→ **Exercise requirements**
Determine the number of lines of the records below that include "core". Respond with the number and no other text.

Source material section start

PR #545, opened 2020-01-30
Handle BK/ZK errors during automatic transaction rollback in clients.

eolivelli:
In case of BK/ZK error the client is not able to commit a transaction
it blindly issues a rollback command.
This command may go into a new ledger in case BookKeeperCommitLog
does not closes itself in time.

The fix is to automatically in-memory rollback transactions with a failed
write on the commit command.
This prevents any further command in the scope of the transaction
and expectially rollbacks to be validated.

The problem may occour even on FileCommitLog (standalone mode).

We are also broadening the handling of BK failures, in the case
of the issue we had a ZKException.

### DIFF
--- a/herddb-core/src/main/java/herddb/cluster/BookkeeperCommitLog.java
+++ b/herddb-core/src/main/java/herddb/cluster/BookkeeperCommitLog.java
@@ -500,13 +500,11 @@ public class BookkeeperCommitLog extends CommitLog {
                                     localEntryCount++;
                                 }
                             }
-                            LOGGER.log(Level.FINER, tableSpaceDescription()+" read " + localEntryCount + " entries from ledger " + ledgerId
+                            LOGGER.log(Level.FINER, tableSpaceDescription() + " read " + localEntryCount + " entries from ledger " + ledgerId
                                     + ", expected " + entriesToRead);
 
-                            LOGGER.log(Level.FINER, tableSpaceDescription()+" finished waiting for " + entriesToRead
-                                    + " entries to be read from ledger " + ledgerId);
                             if (localEntryCount != entriesToRead) {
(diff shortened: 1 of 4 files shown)


eolivelli:
This patch also cleans up logs and add useful information for debugging

diegosalvi:
Checkstyle fails

diegosalvi:
From my understanding no rollback real will be issued on log if commit write (and previous related events) fails but I don't understand what will happen if open transaction log was successfully issued but other events failed to write on BK. Do a real rollback will be written?
Can this case be covered with a test?

eolivelli:
> From my understanding no rollback real will be issued on log if commit write (and previous related events) fails but I don't understand what will happen if open transaction log was successfully issued but other events failed to write on BK. Do a real rollback will be written?
> Can this case be covered with a test?

Do you mean this scenario ?
- client sends **begin transaction** -> failure on log
- async roll ledger
- client sends **insert record** -> no failure, entry is stored on the new ledger
- restart server
- boom ! **insert record** is about a transaction that never began

This case is not covered by a test and it is not fixed by this patch.
We are only covering the fact that an error on "commit" prevents any other commands (rollbacks in particular).
Maybe it is a good story to explore and to try to reproduce with a test case and fix it

eolivelli:
test is hanging...
I have to debug
herddb.cluster.BookkeeperFailuresTest.testBookieNotAvailableDuringTransactionWithRollback

diegosalvi:
I was more something like:
1. Begin transaction -> log good
2. Insert record -> log good
3. Insert record -> failure on log
4. Commit -> failure on log

If 4 cannot roll over the log and attempt another ledger to write the rollback we are left with a pending transaction with no commit nor rollback

eolivelli:
With this fix the transaction is discarded in memory.

In case of restart the pending transaction is forced to be rolled back
We should already have tests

Source material section end

→ **Expected answer**
2